一番ユーザー数が多いライブラリはTensorflow、Kerasと言われています。また、近年ではPytorchが研究者などにとても人気があるライブラリで、最新の研究のプログラムはPytorchで実装されていたりします。ちなみに、ディープラーニングではない機械学習ライブラリとして有名なものとしてはscikit-learnがあります。
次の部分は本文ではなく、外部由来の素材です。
PR #1723, opened 2020-05-02
Remove duplicate Ansible task for RHEL nodes

geerlingguy:
I was evaluating the `k3s` install playbook and noticed it had a duplicate task in the `prereq` role, so this PR removes that duplicate task.

### DIFF
--- a/contrib/ansible/roles/prereq/tasks/main.yml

本記事では、ディープラーニングライブラリの中からTensorflow、Kerasについてそれぞれ概要と関係性について説明します。
TensorFlow、Kerasの概要
TensorFlowとは
TensorFlowは、Googleによって開発されているPythonベースのオープンソース機械学習ライブラリです。機械学習と言えば、まずNumPyという感じがしますが、TensorFlowはNumPyを超える機能を持っています。例えば以下のような項目です。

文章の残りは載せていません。